L’histoire qui lie le coprésident canadien, M. Béland, à la CMI a commencé par les bélugas.

Il était alors biologiste marin et océanographe et étudiait les baleines dans l’embouchure du Saint-Laurent. Il avait constaté que l’organisme de ces animaux regorgeait de produits chimiques toxiques, de pesticides et d’insecticides, dont les diphényles polychlorés (BPC), le DDT et le Mirex, un insecticide qu’il n’avait pas reconnu à l’époque.

La seule autre espèce chez qui lui-même et d’autres chercheurs ont trouvé des preuves de contamination au Mirex (désormais interdit) est l’anguille d’Amérique. Après moult observations, ils en vinrent à la conclusion que le béluga se nourrissait de cette anguille qui absorbait le produit chimique lors de ses mouvements migratoires entre l’océan Atlantique et le lac Ontario.

« Ce lien de cause à effet était incroyable, » affirme l’intéressé. « C’est dans ces conditions que j’ai intégré la communauté de recherche des Grands Lacs. »

Sa carrière de scientifique a amené ce natif de la ville de Québec à sillonner le monde. En collaboration avec les Musées nationaux du Canada, il a contribué à reproduire les écosystèmes du temps des dinosaures; en Inde, il a étudié les dauphins du Ganges et à animé une série télévisée hebdomadaire sur l’environnement. En 1995, ses recherches sur les Grands Lacs l’ont amené à devenir commissaire de la CMI, poste qu’il a occupé jusqu’en 1998. Au milieu de son mandat, il a été nommé coprésident canadien par intérim.

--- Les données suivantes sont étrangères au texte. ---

Issue #468, opened 2026-07-22
Manifest-driven multi-dictionary delivery: generalize DpdUpdateService, rename repo to cst-dictionaries


fsnow:
Generalize the DPD-only download mechanism into a **manifest-driven, multi-dictionary delivery system**, so new derived dictionaries (DPPN first) ship without an app release. Part of #109.

## The move

Today `DpdUpdateService` downloads one hardcoded asset (`dpd-cst-subset.db`) from one repo. It is already ~90% generic — manifest parse (file + sha256 + two version axes), download-with-progress, SHA-256 verify, decompress, atomic install, Windows `.pending` staging. Only the constant names, the repo coordinates, and the "is this db usable" probe are DPD-specific.

Rather than hardcode N descriptors in the app (which needs an app release per new dictionary), the app reads a **published manifest** — the catalog is data, not code.

## Repo rename

`fsnow/dpd-cst-subset` → **`fsnow/cst-dictionaries`** (decided). The repo generalizes from "the DPD subset" into CST's multi-dictionary distribution point: it hosts the DPD asset (`dpd-cst-subset.db`, name unchanged), DPPN, and future derived assets as **separate** release-asset files — each self-describing its own license — plus the manifest. GitHub auto-redirects the old URL. (Repo rename is the owner's action; app-side URL constant updates here.)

À cette époque, il avait surtout voulu convaincre les gouvernements d’appréhender le dossier des voies navigables transfrontalières de façon plus holistique, de le considérer dans le cadre de bassins hydrographiques élargis. Cette position a été concrétisée dans un rapport de 1998 intitulé « La CMI et le XXIe siècle » pour finalement devenir l’Initiative internationale sur les bassins hydrographiques, qui existe toujours, et donner lieu à la création de conseils des bassins hydrographiques chargés de tenir compte des besoins de la population, de la faune et des eaux de la région.  

En 2018, peu après avoir déménagé à Montréal où il exploitait une entreprise d’équipement scientifique pour la recherche aquatique, M. Béland a appris que la CMI recherchait de nouveaux commissaires. Jugeant que le moment était idéal pour reprendre du service, il a vendu son affaire, a postulé et a été choisi comme nouveau coprésident canadien.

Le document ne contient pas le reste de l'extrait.